In short, content providers want to control what we watch and how we watch it. D* is enabling them by forcing us to _see_ commercials. Like I said a few replies up...it's all about the cash.

Even knowing that I'm still getting a HR20 since I know I'll have to make the change eventually. Oh and I don't expect the _feature_ to change. In fact, I expect it to get worse as stations push harder on cable and satellite companies about customers and commercials.


----------



## Earl Bonovich (Nov 15, 2005)

Drunk Wex said:


> In short, content providers want to control what we watch and how we watch it. D* is enabling them by forcing us to _see_ commercials. Like I said a few replies up...it's all about the cash.
> 
> Even knowing that I'm still getting a HR20 since I know I'll have to make the change eventually. Oh and I don't expect the _feature_ to change. In fact, I expect it to get worse as stations push harder on cable and satellite companies about customers and commercials.


You all do realize that those "commercials" are what pays the multi million dollars it takes to film those shows we like...

Even though we "pay" DirecTV for our TV service... that is partially for distribution costs, and then some for the content.... but ultimately... the "entire" TV model is based on advertising revenue... even the "pay" movie channels have commercials now (they are just in between the programs)

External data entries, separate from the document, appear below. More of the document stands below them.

PR #306, opened 2022-02-08
Add creating combined reference dataset with a single code.

ShifaSZ:
The `HmtVar` dataset is not working yet. It might not be able to combine all the datasets together. Hail reports running out of memory when combining all the datasets. It may be because of hail configuration.

### DIFF
--- a/download_and_create_reference_datasets/v02/mito/create_ht__mito_reference_data.py
+++ b/download_and_create_reference_datasets/v02/mito/create_ht__mito_reference_data.py
@@ -1,0 +1,155 @@
+#!/usr/bin/env python3
+
+# Download/load mitochondrial reference datasets, annotate required fields into a hail table,
+# and save it to a file.
+
+import argparse
+import logging
+import json
+import tempfile
+import os
+
+from datetime import datetime
+from functools import reduce
+import hail as hl
+
+logging.basicConfig(format='%(asctime)s %(levelname)-8s %(message)s')
+logger = logging.getLogger()
+
+contig_recoding={'1': 'chr1', '10': 'chr10', '11': 'chr11', '12': 'chr12', '13': 'chr13', '14': 'chr14', '15': 'chr15',
+ '16': 'chr16', '17': 'chr17', '18': 'chr18', '19': 'chr19', '2': 'chr2', '20': 'chr20', '21': 'chr21', '22': 'chr22',
+ '3': 'chr3', '4': 'chr4', '5': 'chr5', '6': 'chr6', '7': 'chr7', '8': 'chr8', '9': 'chr9', 'X': 'chrX', 'Y': 'chrY',
+ 'MT': 'chrM', 'NW_009646201.1': 'chr1'}
+
+CONFIG = {
+    'gnomad': {
+        'path': 'gs://gcp-public-data--gnomad/release/3.1/ht/genomes/gnomad.genomes.v3.1.sites.chrM.ht',
+        'input_type': 'ht',
+        'select': ['AN', 'AC_hom', 'AC_het', 'AF_hom', 'AF_het', 'max_hl']
+    },
+    'mitomap': {
+        'path': 'gs://seqr-reference-data/GRCh38/MITOMAP/Mitomap Confirmed Mutations Feb. 04 2022.tsv',
+        'input_type': 'tsv',
+        'annotate': {
+            'locus': lambda ht: hl.locus('chrM', hl.parse_int32(ht.Allele.first_match_in('m.([0-9]+)')[0])),
+            'alleles': lambda ht: ht.Allele.first_match_in('m.[0-9]+([ATGC]+)>([ATGC]+)'),
+            'pathogenic': lambda ht: hl.is_defined(ht['Associated Diseases'])
+        },
+        'select': ['pathogenic']
+    },
+    'mitimpact': {
+        'path': 'gs://seqr-reference-data/GRCh38/MitImpact/MitImpact_db_3.0.7.txt',  # from https://mitimpact.css-mendel.it/cdn/MitImpact_db_3.0.7.txt.zip',
+        'input_type': 'tsv',
+        'annotate': {
+            'locus': lambda ht: hl.locus('chrM', hl.parse_int32(ht.Start)),
+            'alleles': lambda ht: [ht.Ref, ht.Alt],
+        },
+        'select': ['APOGEE_score']
+    },
+    'hmtvar': {
+        'path': 'gs://seqr-reference-data/GRCh38/HmtVar/HmtVar Jan. 10 2022.json',  # from https://www.hmtvar.uniba.it/api/main/',
+        'input_type': 'json',
+        'annotate': {
+            'locus': lambda ht: hl.locus('chrM', hl.parse_int32(ht.nt_start)),
+            'alleles': lambda ht: [ht.ref_rCRS, ht.alt],
+        },
+        'select': ['disease_score']
+    },
+    'helix': {
+        'path': 'gs://seqr-reference-data/GRCh38/Hilex/HelixMTdb_20200327.tsv',  # from https://helix-research-public.s3.amazonaws.com/mito/HelixMTdb_20200327.tsv',
+        'input_type': 'tsv',
+        'annotate': {
+            'locus': lambda ht: hl.locus('chrM', hl.parse_int32(ht.locus.split(':')[1])),
+            'alleles': lambda ht: ht.alleles.first_match_in('\["([AGTC]+)","([AGTC]+)"\]')
+        },
+        'select': ['counts_hom', 'AF_hom', 'counts_het', 'AF_het', 'max_ARF']
+    },
+    'clinvar': {
+        'path': 'gs://seqr-reference-data/GRCh38/clinvar/clinvar.GRCh38.2022-01-10.vcf.gz',  # from ftp://ftp.ncbi.nlm.nih.gov/pub/clinvar/vcf_GRCh38/clinvar.vcf.gz',
+        'input_type': 'vcf',
+        'annotate': {
+            'ALLELEID': lambda ht: ht.info.ALLELEID,
+            'CLNSIG': lambda ht: ht.info.CLNSIG,
+            'CLNREVSTAT': lambda ht: ht.info.CLNREVSTAT,
+        },
+        'select': ['ALLELEID', 'CLNSIG', 'CLNREVSTAT']
+    },
+    'dbnsfp': {
+        'path': 'gs://seqr-reference-data/GRCh38/all_reference_data/v2/combined_reference_data_grch38-2.0.4.ht',
+        'input_type': 'ht',
+        'select': ['dbnsfp']
+    }
+}
+
+
+def load_hts(datasets):
+    hts = []
+    for dataset in datasets:
+        logger.info(f'Loading dataset {dataset}.')
+        if CONFIG[dataset]['input_type'] == 'ht':
+            ht = hl.read_table(CONFIG[dataset]['path'])
+        elif CONFIG[dataset]['input_type'] == 'tsv':
+            ht = hl.import_table(CONFIG[dataset]['path'])
+        elif CONFIG[dataset]['input_type'] == 'vcf':
+            ht = hl.import_vcf(CONFIG[dataset]['path'], force_bgz=True, contig_recoding=contig_recoding).rows()
+        elif CONFIG[dataset]['input_type'] == 'json':
+            with open(CONFIG[dataset]['path'], 'r') as f:
+                data = json.load(f)
+            with tempfile.mkstemp(suffix='tsv', text=True) as f:
+                header = '\t'.join(list(data[0].keys()))
+                f.write(header+'\n')
+                for row in data:
+                    f.wirte('\t'.join(list(row.values()))+'\n')
+                f_name = f.name
+            ht = hl.import_table(f_name)
+            os.remove(f_name)
+        if 'annotate' in CONFIG[dataset].keys():
+            ht = ht.annotate(**{field: func(ht) for field, func in CONFIG[dataset]['annotate'].items()})
+        ht = ht.annotate(**{dataset: hl.struct(**{field: ht[field] for field in CONFIG[dataset]['select']})})
+        ht = ht.filter(ht.locus.contig == 'chrM')
+        ht = ht.key_by('locus', 'alleles')
+        ht = ht.select(dataset)
+        hts.append(ht)
+    return hts
+
+
+def join_hts(datasets):
+    # Get a list of hail tables and combine into an outer join.
+    hts = load_hts(datasets)
+    joined_ht = reduce((lambda joined_ht, ht: joined_ht.join(ht, 'outer')), hts)
+
+    # Track the dataset we've added as well as the source path.
+    included_dataset = {k: v['path'] for k, v in CONFIG.items() if k in datasets}
+    # Add metadata, but also removes previous globals.
+    joined_ht = joined_ht.select_globals(date=datetime.now().isoformat(),
+                                         datasets=hl.dict(included_dataset))
+    logger.info(joined_ht.describe(str))
+    return joined_ht
+
+
+def run(args):
+    hl.init(default_reference='GRCh38', min_block_size=128,master='local[32]')
+    datasets = args.dataset.split(',')
+    not_supported_dataset = [d for d in datasets if d not in CONFIG.keys()]
+    if len(not_supported_dataset) > 0:
+        logger.error(f'{len(not_supported_dataset)} datasets are not supported: {not_supported_dataset}')
+        return
+
+    logger.info(f'Loading and combining {datasets}')
+    joined_ht = join_hts(datasets)
+
+    logger.info(f'Writing to {args.output_path}')
+    joined_ht.write(args.output_path, overwrite=args.force_write)
+    logger.info('Done')
+
+
+if __name__ == "__main__":
+
+    datasets = ','.join(CONFIG.keys())
+    parser = argparse.ArgumentParser()
+    parser.add_argument('-d', '--dataset', help=f'Reference dataset list, separated with commas, e.g. {datasets}', required=True)
+    parser.add_argument('-o', '--output-path', help='Path and file name for the combined reference dataset', required=True)
+    parser.add_argument('-f', '--force-write', help='Force write to exist output file', action='store_true')
+    args = parser.parse_args()
+
+    run(args)


hanars (changes requested):
This seems to be loosely based on but somewhat different from the wriate_combined_reference_table file. Rather than kind of doing the same thing but kind of not and duplicating a lot of efforts, you should use a shared utility from that file. I think converting the existing file to a class that defines its own `CONFIG`, and then superclassing it here would be a good approach

In the future, when I say "base your code on this fle" I do not mean "copy the file and change it". I mean, "share code with the file as much as possible". Copy-pasting is almost always the wrong approach.

hanars:
An example of what the class for `write_combined_reference_table` would look like is as follows:

```
class WriteCombinedReferenceData(object):
  CONFIG = {...}
  ...
  @classmethod
  def get_ht(cls, dataset, reference_genome):
    config = cls.CONFIG[dataset][reference_genome]
    ...
  
  ...
  @classmethod
  def run(cls, args):
    ...
    cls.join_hts([...])

if __name__ == "__main__":
  ...
  WriteCombinedReferenceData.run(args)

``` 

and then for mito all you *should* need to do is 
```
class WriteCombinedMitoReferenceData(WriteCombinedReferenceData):
  CONFIG = {...} # the mito config goes 

if __name__ == "__main__":
  ...
  WriteCombinedMitoReferenceData.run(args)
```

hanars:
Alternatively, you can leave `write_combined_reference_table` as it is and just add the mito data sources to the main config. Since the script specifically  sets which subset of configs it wants to use that won't break the exisiting script, and then for the mito you could import functionality and do something like 

```
from hail_scripts.write_combined_reference_table import join_hts

if __name__ == "__main__":
   ...
   join_hts([...], args)
```

ShifaSZ:
I updated `download_and_create_reference_datasets/v02/hail_scripts/write_combined_reference_data_ht.py` to support writing the combined mitochondrial reference data. Basically, its functionalities for nuclear SNPs don't change.

hanars:
so this is still not what we discussed. As I have repeatedly mentioned, we want this to match the usage of/ share code with `write_combined_reference_data_ht`. That means there is one `create_ht__<dataset>` script per dataset type, and then we will have a new file `write_combined_mito_reference_data_ht.py` that basically just imports `join_hts` and calls it with the datasets we care about for mito. If you really want to add a helper that can allow you to call multiple `create_ht__<dataset>` at the same time you can do that, but that needs to be separate from the actual script for writing the combined file, and there still needs to be a way to run them independently. We discussed in standup that going forward we need to be able to easily update just one resource without needing to re-download the others. If you are still confused, please set up time to meet with me

download_and_create_reference_datasets/v02/hail_scripts/write_combined_reference_data_ht.py
```diff
@@ -294,25 +341,42 @@ def join_hts(datasets, coverage_datasets=[], reference_genome='37'):
...
+    output_path = os.path.join(OUTPUT_TEMPLATE.format(genome_version=args.build, version=VERSION))
+    logger.info(f'Writing to {output_path}')
+    joined_ht.write(os.path.join(output_path))
+
 
 if __name__ == "__main__":
 
     parser = argparse.ArgumentParser()
     parser.add_argument('-b', '--build', help='Reference build, 37 or 38', choices=["37", "38"], required=True)
+    parser.add_argument('-m', '--mitochondrial', help='Create combined mitochondrial reference dataset hail table', action='store_true')
```
hanars, line 378: as I have repeatedly stated, we need a separate script for writing mito data that imports the functions it needs from here. adding extra entries to the config is fine, but thats the only change to make to this file

download_and_create_reference_datasets/v02/mito/write_combined_mito_reference_data_hts.py
```diff
@@ -0,0 +1,191 @@
...
+        'input_type': 'vcf',
+        'output_path': 'gs://seqr-reference-data/GRCh38/mitochondrial/clinvar/clinvar.GRCh38.chrM.ht',
+        'annotate': {
+            'ALLELEID': lambda ht: ht.info.ALLELEID,
+            'CLNSIG': lambda ht: ht.info.CLNSIG,
+            'CLNREVSTAT': lambda ht: ht.info.CLNREVSTAT,
+        },
+    },
+    'dbnsfp': {
+        'input_path': 'gs://seqr-reference-data/GRCh38/all_reference_data/v2/combined_reference_data_grch38-2.0.4.ht',
```
hanars, line 78: I don't really want to pay to store a subset of the exact same data twice. There is no good reason you can't tweak the config for `dbnsfp_mito` to use the full dbnsfp ht as its input

download_and_create_reference_datasets/v02/hail_scripts/write_combined_reference_data_ht.py
ShifaSZ: I see what you mean. I can change the `write_combined_mito_reference_data_hts` to call the joined_ht() from `write_combined_reference_data`. I still need to change the `joined_ht()` function a little bit to write to a different output file.

download_and_create_reference_datasets/v02/mito/write_combined_mito_reference_data_hts.py
ShifaSZ: It is possible only if we add a `filter` configuration and we update the `joined_ht()` function to filter out the variants based on the configuration.

hanars: sure that sounds fine

hanars: No. We really want to keep single source files for the reference data, the exact same way we already do for all the other reference data. In the future if we need to update one reference source and keep the other the same we want to have all the other reference sources saved from the last time so we don't need to recompute them. Again, if you are having trouble understanding the approach we are taking here, I would ask you to schedule time to meet and discuss

hanars: As much as possible we want this to maintain the exact same behavior we already have for reference data, and this whole pipeline in general. In general the answer to "should I do this differently" is always no. The small amount of possible savings will never be worth the technical and mental overhead of maintaining two different ways of doing what is basically the same thing. The mito pipeline NEEDS to run the same way a the regular SNP pipeline wherever possible. If you think there are better ways to do things, make a ticket in the backlog and when we have bandwidth in the future we can make improvements to both the main pipeline and the mito pipeline through shared code. But for now, unless there is an actual data reason things need to be different, they need to be the same

download_and_create_reference_datasets/v02/hail_scripts/write_combined_reference_data_ht.py
```diff
@@ -168,6 +172,67 @@
...
+        '38': {
+            'path': 'gs://seqr-reference-data/GRCh38/mitochondrial/clinvar/clinvar.GRCh38.chrM.ht',
+            'select': {
+                'allele_id': 'ALLELEID',
+                'clinical_significance': 'CLNSIG',
+                'gold_stars': 'CLNREVSTAT'
+            }
+        }
+    },
+    'dbnsfp_mito': {
```
hanars, line 222: I think it would be better to re-use the SNP dbnsfp configuration. Rather than defining it as a standalone entry here, I think it would be better to do the following after the `CONFIG` definition
```
CONFIG['dbnsfp_mito'] = deepcopy(CONFIG['dbnsfp'] )
CONFIG['dbnsfp_mito']['filter'] = lambda ht: ht.locus.contig == 'chrM'
```

download_and_create_reference_datasets/v02/hail_scripts/write_combined_reference_data_ht.py
```diff
@@ -294,20 +362,20 @@ def join_hts(datasets, coverage_datasets=[], reference_genome='37'):
...
-    print('Writing to %s' % output_path)
-
-    joined_ht.write(os.path.join(output_path))
+    return joined_ht
 
 
 def run(args):
-    hl._set_flags(no_whole_stage_codegen='1') # hail 0.2.78 hits an error on the join, this flag gets around it 
-    join_hts(['cadd', '1kg', 'mpc', 'eigen', 'dbnsfp', 'topmed', 'primate_ai', 'splice_ai', 'exac',
+    # hl._set_flags(no_whole_stage_codegen='1') # hail 0.2.78 hits an error on the join, this flag gets around it
```
hanars, line 369: this should either stay the same or be fully removed, but we don't want to just keep it around commented out

download_and_create_reference_datasets/v02/hail_scripts/write_combined_reference_data_ht.py
```diff
@@ -1,4 +1,5 @@
 import argparse
+import logging
```
hanars, line 2: what was the reason for adding `logging`? It doesn't look like you actually switched all the `print` statements everywhere, which means we now just have 2 inconsistent ways of logging instead of one

download_and_create_reference_datasets/v02/mito/utils.py
```diff
@@ -0,0 +1,102 @@
...
+
+    with open(local_file_path, 'wb') as f:
+        f.writelines(input_iter)
+
+    input_iter.close()
+
+    return local_file_path
+
+
+def convert_json2tsv(json_path):
```
hanars, line 49: using the number 2 to mean to word "to" makes code a bit harder to read - just use `convert_json_to_tsv`, or even just `json_to_tsv`

download_and_create_reference_datasets/v02/mito/utils.py
```diff
@@ -0,0 +1,102 @@
...
+logging.basicConfig(format='%(asctime)s %(levelname)-8s %(message)s', level='INFO')
+logger = logging.getLogger(__name__)
+
+contig_recoding={'1': 'chr1', '10': 'chr10', '11': 'chr11', '12': 'chr12', '13': 'chr13', '14': 'chr14', '15': 'chr15',
+ '16': 'chr16', '17': 'chr17', '18': 'chr18', '19': 'chr19', '2': 'chr2', '20': 'chr20', '21': 'chr21', '22': 'chr22',
+ '3': 'chr3', '4': 'chr4', '5': 'chr5', '6': 'chr6', '7': 'chr7', '8': 'chr8', '9': 'chr9', 'X': 'chrX', 'Y': 'chrY',
+ 'MT': 'chrM', 'NW_009646201.1': 'chr1'}
+
+
+def download_file(url, to_dir=tempfile.gettempdir(), verify=True):
```
hanars, line 21: it looks like `load` is the only function you actually use outside of this file, so I think it would be best to make the rest of the methods in the file private (i.e. `_download_file`)

download_and_create_reference_datasets/v02/mito/utils.py
```diff
@@ -0,0 +1,102 @@
...
+        header = '\t'.join(data[0].keys())
+        f.write(header + '\n')
+        for row in data:
+            f.write('\t'.join([str(v) for v in row.values()]) + '\n')
+    return tsv_path
+
+
+def load_ht(config, force_write=True):
+    logger.info(f'Downloading dataset from {config["input_path"]}.')
+    dn_path = download_file(config['input_path'], verify=config.get('verify_ssl'))
```
hanars, line 63: the `verify` logic above is a bit unnecessarily complicated. I would either change this to `verify=config.get('verify_ssl'), True)` so the default is as expected, or I would actually change the config from `verify_ssl ` to `skip_ verify_ssl ` and then use `skip_verify` as the keyword arg so it has falsy behavior when unset without needing complicated `if None` logic

download_and_create_reference_datasets/v02/mito/utils.py
```diff
@@ -0,0 +1,102 @@
...
+    elif config['input_type'] == 'json':
+        tsv_path = convert_json2tsv(dn_path)
+        ht = hl.import_table(tsv_path, types=types)
+    else:
+        ht = hl.import_table(dn_path, types=types)
+
+    if config.get('annotate'):
+        ht = ht.annotate(**{field: func(ht) for field, func in config['annotate'].items()})
+
+    ht = ht.filter(ht.locus.contig == 'chrM')
```
hanars, line 83: given this, I think it would be better to rename this function `_load_mito_ht` so no one mistakenly thinks they can just use it for SNPs

download_and_create_reference_datasets/v02/mito/utils.py
```diff
@@ -0,0 +1,102 @@
...
+    tsv_path = f'{json_path[:-5]}.tsv' if json_path.endswith('.json') else f'{json_path}.tsv'
+    with open(tsv_path, 'w') as f:
+        header = '\t'.join(data[0].keys())
+        f.write(header + '\n')
+        for row in data:
+            f.write('\t'.join([str(v) for v in row.values()]) + '\n')
+    return tsv_path
+
+
+def load_ht(config, force_write=True):
```
hanars, line 61: If you have a function that is always being called with all of the arguments, its actually better not to define the arguments as keyword arguments. You can always add defaults later if someone decides to use it in another way, but in general the assumption is that if a function has a keyword argument its being used somewhere and you need to be careful about changing it, so if thats not the case its better to not set one at all

download_and_create_reference_datasets/v02/mito/utils.py
```diff
@@ -0,0 +1,102 @@
...
+    ht.write(config['output_path'], overwrite=force_write)
+    logger.info('Done')
+
+
+def load(config):
+    parser = argparse.ArgumentParser()
+    parser.add_argument('-f', '--force-write', help='Force write to an existing output file', action='store_true')
+    args = parser.parse_args()
+
+    # If there are out-of-memory error, set the environment variable with the following command
```
hanars, line 97: this seems like its copy-pasted from somewhere - if so, can you add a link to the source in the comment? It means in the future its easier to check and see if a workaround is still necessary/ recommended

hanars (changes requested):

download_and_create_reference_datasets/v02/hail_scripts/write_combined_reference_data_ht.py
ShifaSZ: Remove it.

download_and_create_reference_datasets/v02/hail_scripts/write_combined_reference_data_ht.py
ShifaSZ: The logging is easier in controlling the level of the messages to be displayed.  But changing all the prints to logging is too distractive in this PR.

hanars: but since you are only using logging.info in this file I think its okay to just keep with print for consistency

download_and_create_reference_datasets/v02/mito/utils.py
ShifaSZ: Good point. I will change it to `skip_verify_ssl`.

download_and_create_reference_datasets/v02/mito/utils.py
ShifaSZ: I see. Remove the default value.

download_and_create_reference_datasets/v02/mito/utils.py
ShifaSZ: It is about the memory size setting for Hail. I occasionally found the environment variable PYSPARK_SUBMIT_ARGS setting in a [forum](https://discuss.hail.is/t/java-heap-space-out-of-memory/1575/6). I can't find it in Hail docs. So, I doc it here to remind whoever may need it later.

hanars: cool, so just add the link to that forum in the comment here

download_and_create_reference_datasets/v02/hail_scripts/write_combined_reference_data_ht.py
ShifaSZ: The logger is only used for once. I will change it back to print.

download_and_create_reference_datasets/v02/mito/utils.py
ShifaSZ: I found that it doesn't require any special settings to import each specific mito reference dataset. So, I removed the comments and the corresponding parameters for `hl.init()`. But the settings are still required for combining all reference datasets.

download_and_create_reference_datasets/v02/mito/write_mito_clinvar_ht.py
```diff
@@ -0,0 +1,19 @@
+import hail as hl
+
+from download_and_create_reference_datasets.v02.mito.utils import load
+from hail_scripts.utils.clinvar import CLINVAR_GOLD_STARS_LOOKUP
+
+CONFIG = {
+    'input_path': 'http://ftp.ncbi.nlm.nih.gov/pub/clinvar/vcf_GRCh38/clinvar.vcf.gz',
```
hanars, line 7: this looks like the same exact source for the SNP mito reference data. Given that we should not be re-parsing and storing a subsetted duplicate of this data - instead we should update the CONFIG to reference the already parsed clinvar flile at `gs://seqr-reference-data/GRCh38/clinvar/clinvar.GRCh38.ht`

download_and_create_reference_datasets/v02/mito/write_mito_mitomap_ht.py
```diff
@@ -0,0 +1,19 @@
+import hail as hl
+
+from download_and_create_reference_datasets.v02.mito.utils import load
+
+CONFIG = {
+    # The data source is a web page. So we download it manually and save them to the GCS.
```
hanars, line 6: this comment is insuffiecient. It needs to be detailed and include the exact URL where the data was copied from

download_and_create_reference_datasets/v02/mito/write_mito_mitomap_ht.py
```diff
@@ -0,0 +1,19 @@
...
+    'input_path': 'https://storage.googleapis.com/seqr-reference-data/GRCh38/mitochondrial/MITOMAP/Mitomap%20Confirmed%20Mutations%20Feb.%2004%202022.tsv',
+    'input_type': 'tsv',
+    'output_path': 'gs://seqr-reference-data/GRCh38/mitochondrial/MITOMAP/Mitomap Confirmed Mutations Feb. 04 2022.ht',
+    'annotate': {
+        'locus': lambda ht: hl.locus('chrM', hl.parse_int32(ht.Allele.first_match_in('m.([0-9]+)')[0])),
+        'alleles': lambda ht: ht.Allele.first_match_in('m.[0-9]+([ATGC]+)>([ATGC]+)'),
+        'pathogenic': lambda ht: hl.is_defined(ht['Associated Diseases'])
```
hanars, line 13: I thought we were using a file that only had the pathogenic mitopmap variants? if so, how is this column helpful?

hanars (changes requested):

download_and_create_reference_datasets/v02/mito/write_mito_clinvar_ht.py
ShifaSZ: Good point. But, the hail table `gs://seqr-reference-data/GRCh38/clinvar/clinvar.GRCh38.ht` doesn't have mitochondrial data. I found that the `contig_recoding` parameter they used for importing the Clinvar VCF file doesn't work for mitochondrial. The entry in the dict `contig_recoding` should be 'MT': 'chrM'. But that in the code for SNP reference data is 'M': 'chrM'. That's why the mitochondrial variants were not loaded. I could update the SNP reference data code and regenerate the Clinvar Hail table but it could break the SNP pipeline because it doesn't filter out mitochondrial data.

download_and_create_reference_datasets/v02/mito/write_mito_mitomap_ht.py
ShifaSZ: The file contains the data copied and pasted from the web page. If we reformat the fields of `locus`, `alleles`, and `pathogenic` before saving the file, then this column will become much simpler.

download_and_create_reference_datasets/v02/mito/write_mito_clinvar_ht.py
hanars: My intuition is we want to fix this for the SNP pipeline, as that does occasionally include mitochondrial variants and it would be good for those to have the correct clinvar annotations, but I would want to confirm with @mike-w-wilson

download_and_create_reference_datasets/v02/mito/write_mito_mitomap_ht.py
hanars: but I don't understand what purpose the `pathogenic` field serves at all, the file should only include pathogenic variants in the first place so what is the point of having an entry for every variant telling us something we already know?

ShifaSZ: I see what you mean now. The values for the `pathogenic` field are always `true` in the data file. But we still need it when joining with other reference data. We use the `outer` join function of Hail. This means that the missing rows will have a value of `missing` for the field.
In the end, the field can have two different values (`true` or `missing`).

hanars: Okay, but then couldn't you just make it a hail literal for true, instead of this expression which implies theres multiple possibilities for the value?

hanars (approved):
This looks good to me, @mike-w-wilson can you take a look?

hanars:
You can not merge PRs to this repo without Mike's approval. My approval was very much conditional on him approving. Revert this immediately

hanars:
actually I reverted it, new PR is here: https://github.com/broadinstitute/hail-elasticsearch-pipelines/pull/314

Hence why we have DNS Issues (why the affiiliates won't let you have NY's/LA's feed) Amongst others.


----------



## Slyster (May 17, 2005)

I am worried that someday.. super short commercials (10-20 sec?)will be randomly placed in all shows often like every 3 to 5 minutes... thus making it worthless to even bother fastforwarding anymore.

That would be a VERY sad day.

... WOULD THEY DARE?


----------



## Earl Bonovich (Nov 15, 2005)

Slyster said:


> I am worried that someday.. super short commercials (10-20 sec?)will be randomly placed in all shows often like every 3 to 5 minutes... thus making it worthless to even bother fastforwarding anymore.
> 
> That would be a VERY sad day.
> 
> ... WOULD THEY DARE?


What do you mean "someday"... some networks are already doing that.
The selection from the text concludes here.